Esto es así porque así debe de ser. Desde los imperios bélicos hasta los sometidos coloniales, la vida del soldado siempre ha sido
solitaria y nunca bien reconocida. Pero hay dos puntos de inflexión en este
asunto que hacen la diferencia. Se llaman tradición guerrera y cultura de la
honra. Inglaterra tiene eso, por ejemplo. Esos soldados británicos y anónimos
(o mercenarios al servicio de la reina), son enviados a zonas de conflicto con
sus trescientos veinte años de tradición militar a cuestas peleando alrededor
del mundo, con precisión y crueldad. Y cuando regresan a casa los aplauden y
los honran colectivamente o de manera individual, si se lo merecen. Luego se
mezclan con los ciudadanos comunes de la sociedad y ya está, algunos siguen la
vida y mueren de viejos, pero siempre conservan el orgullo y el reconocimiento
de haber sido soldados. En Argentina sucede todo lo contrario. No es un país
con tradición guerrera y la honra o el "honor" son palabras vacías
que no existen en realidad, porque la gente las repite estúpidamente y no tiene
ni idea de lo que significa.
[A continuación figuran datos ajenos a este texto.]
PR #83, opened 2025-02-12
codestream: Test if cs.find_obj_path respects the arch passed as argu…

marcosps:
…ment

The code currently handles a cache to not skip searching the same object path when searching for multiple symbols on different files on the same kernel version.

In this case we can skip the cache if the arch is different from ARCH, which is the one used when creating the cache in the first place.

### DIFF
--- a/klpbuild/klplib/codestream.py
+++ b/klpbuild/klplib/codestream.py
@@ -271,7 +271,8 @@ class Codestream:
 
     # Return only the name of the module to be livepatched
     def find_obj_path(self, arch, mod):
-        # Return the path is the modules was previously found
+        # Return the path if the modules was previously found for ARCH, or refetch if
+        # the obejct is for a different architecture
         obj = self.modules.get(mod, "")
         if obj:
             assert self.kernel in str(obj)
@@ -279,7 +280,7 @@ class Codestream:
 
         # We already know the path to vmlinux, so return it
         if not is_mod(mod):
-            return self.get_boot_file("vmlinux", arch)
+            return self.get_boot_file("vmlinux", arch).relative_to(get_datadir(arch))
 
         # Module name use underscores, but the final module object uses hyphens.
         mod = mod.replace("_", "[-_]")
@@ -298,7 +299,7 @@ class Codestream:
             if Path(mod_path, obj).exists():
                 break
 
-        return Path(mod_path, obj)
+        return Path(mod_path, obj).relative_to(get_datadir(arch))
 
 
     def lp_out_file(self, lp_name, fname):
@@ -316,7 +317,7 @@ class Codestream:
         cache[arch].setdefault(name, {})
 
         if not cache[arch][name].get(mod, ""):
-            obj = self.find_obj_path(arch, mod)
+            obj = get_datadir(arch)/self.find_obj_path(arch, mod)
             cache[arch][name][mod] = get_all_symbols_from_object(obj, True)
 
         ret = []
--- a/klpbuild/klplib/utils.py
+++ b/klpbuild/klplib/utils.py
@@ -16,7 +16,7 @@ import zstandard
 from elftools.common.utils import bytes2str
 from elftools.elf.elffile import ELFFile
 from elftools.elf.sections import SymbolTableSection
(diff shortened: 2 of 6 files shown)


marcosps:
@fgyanz @vmezzela this is the bug that I told you today :)

vmezzela (commented):
If I understand correctly, what happens is that:

1. during `setup_project_files`, we save in `Codestream.modules` the path of the module only for the current ARCH:
    ```py
                mod_path = cs.find_obj_path(utils.ARCH, mod)

                # Validate if the module being livepatched is supported or not
                if utils.check_module_unsupported(mod_path):
                    logging.warning("%s (%s}): Module %s is not supported by SLE", cs.name(), cs.kernel, mod)

                cs.modules[mod] = str(mod_path)
    ```
2. This patch make sure that when call `find_obj_path`, it uses the value saved beforehand only if the arch match the current arch (i.e. `utils.ARCH`), and this thankfully solves the bug. :rocket: 

My question is, could we save the path for the other archs as well? or even, if `find_obj_path` is not called often we could also think about dropping the `modules` field in the `Codestream` class if it's used only for this use case. Not sure though this suggestions make sense, I haven't looked into the details of it.

fgyanz (commented):
Hi @marcosps . Do you mind sharing the CVE that triggered this bug? I imagine the testcase is based on it, but I also want  test it manually. Thanks!
Also, would it be possible to change the target branch to master? :sweat_smile:

marcosps:
> If I understand correctly, what happens is that:
> 
> 1. during `setup_project_files`, we save in `Codestream.modules` the path of the module only for the current ARCH:
>    ```python
>                mod_path = cs.find_obj_path(utils.ARCH, mod)
>    
>                # Validate if the module being livepatched is supported or not
>                if utils.check_module_unsupported(mod_path):
>                    logging.warning("%s (%s}): Module %s is not supported by SLE", cs.name(), cs.kernel, mod)
>    
>                cs.modules[mod] = str(mod_path)
>    ```
> 2. This patch make sure that when call `find_obj_path`, it uses the value saved beforehand only if the arch match the current arch (i.e. `utils.ARCH`), and this thankfully solves the bug. 🚀
> 
> My question is, could we save the path for the other archs as well? or even, if `find_obj_path` is not called often we could also think about dropping the `modules` field in the `Codestream` class if it's used only for this use case. Not sure though this suggestions make sense, I haven't looked into the details of it.

Ok, think about about a livepatch that has a couple files targgeting the same module. For for each file that we are going to extract symbol we would need to parse the modules.order again and again to search for the module path.

What usually happen is that we only create a livepatch targgeting one single module, so in this case maybe we could optmize things further: grab all symbols to validate for one object and do it only once. That would make it more clean I think.

About dropping the module path, what we could do would be to just save the path for the module since usr/lib/modules, and leave the `datadir` part to be filled by the find_obj_path per arch. That would be cleaner.

marcosps:
> Hi @marcosps . Do you mind sharing the CVE that triggered this bug? I imagine the testcase is based on it, but I also want test it manually. Thanks! Also, would it be possible to change the target branch to master? 😅

Sure, bsc1227371, CVE-2024-36974. The problem lies in symbol `taprio_parse_clockid`, which exists on x86_64 but doens't on s390x. So the LP is built, the checks against the sch_taprio are done only on x86_64, but once the LP is loaded on s390x it fails to find the symbol, and a WARN is triggered.

marcosps:
@vmezzela @fgyanz I reorganized the code to only cache the path for the module without the `datadir`, and I adjusted all the places that require the absolute path to append `datadir`. Can you please take a look? It passed the tests in my machine.

marcosps:
@fgyanz I thought about basing it on main, but TBH devel changed a lot since our last sync right? Maybe we can leave this on devel and later (maybe soon), we can merge it on main again :)

vmezzela:
Right, we didn't need to save the absolute path. And also, if the path of the given object relative to `data_dir` is the same for all the archs this would solve the issue and make the things more clean. I like it!

fgyanz:
LGTM!

PR #85, opened 2025-02-14
Add verbose global option

vmezzela:
I believe it's useful to have a global option to enable/disable debugging logs.

I open this a Draft PR so that if you have any other logging call site that would like to convert from `logging.info` to `logging.debug` we can do it in this PR and then merge it.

Por eso en el país donde me tocó nacer se sigue
mascullando la bronca de combates que se libraron hace 30 o 40 años,
transmitiendo la discordia de generación en generación. Los soldados
profesionales de países con tradición bélica (y en este caso me refiero a
soldados englobando a todos por igual, a cuadros junto a la tropa, voluntarios
o forzados), van a la guerra sin pasión y sin odio, porque saben que combatir
es su profesión y ya está, y que cuando termina ese combate perderán amigos y
con los que quedan embarcarán en el siguiente puerto y sangrarán todos juntos
de nuevo en otro punto del planeta, y que así será por el resto de los siglos,
en el futuro. En mi país no se comprende esto y nunca se comprenderá, llamando
"chicos de la guerra" a soldados que simplemente cumplieron con su
trabajo, confundiendo honor con resentimiento o sentimentalismo y mezclando
patriotismo verdadero con el aliento a un equipo de fútbol, enfundados
en una puta bandera. Hay cientos de poltronieris analfabetos a lo largo de la
historia argentina que sostuvieron la ametralladora mientras cubrían la
retirada de sus camaradas, el asunto es que nunca nadie los ve, y solamente
salen a la luz cuando les conviene a algunos imbéciles que precisan de sangre
fresca y joven para jactarse de patriotas y respetuosos de la jodida memoria.
Argentina está empantanada en un barrial del que no saldrá en mucho tiempo, si
es que sale. Al menos yo no lo voy a ver. Esa publicación "honrando a un
héroe de la patria", es simplemente propaganda. Basura mediática para consumo de un
bar de analfabetos virtuales.
Entonces pienso que más allá de la gestión política de turno que manda
el destino del país, el problema de Argentina es un problema de cultura. Y no
me refiero a la pseudocultura en el sentido del diseño, del cine, de la música
o el teatro. Me refiero a la cultura de verdad; al conocimiento de la propia
memoria, de la historia, de los mecanismos sociales y políticos.
Eso es en realidad lo que fabrica ciudadanos críticos, porque un
individuo educado en esa actitud tiene mecanismos de defensa sólidos. Así se
puede pelear. Se puede combatir.
En fin. Así se puede cambiar el mundo asumiendo una actitud estoica; sin
gritar, sin disparar una sola munición, sin seguir a ningún imbécil ni arrojar ninguna piedra.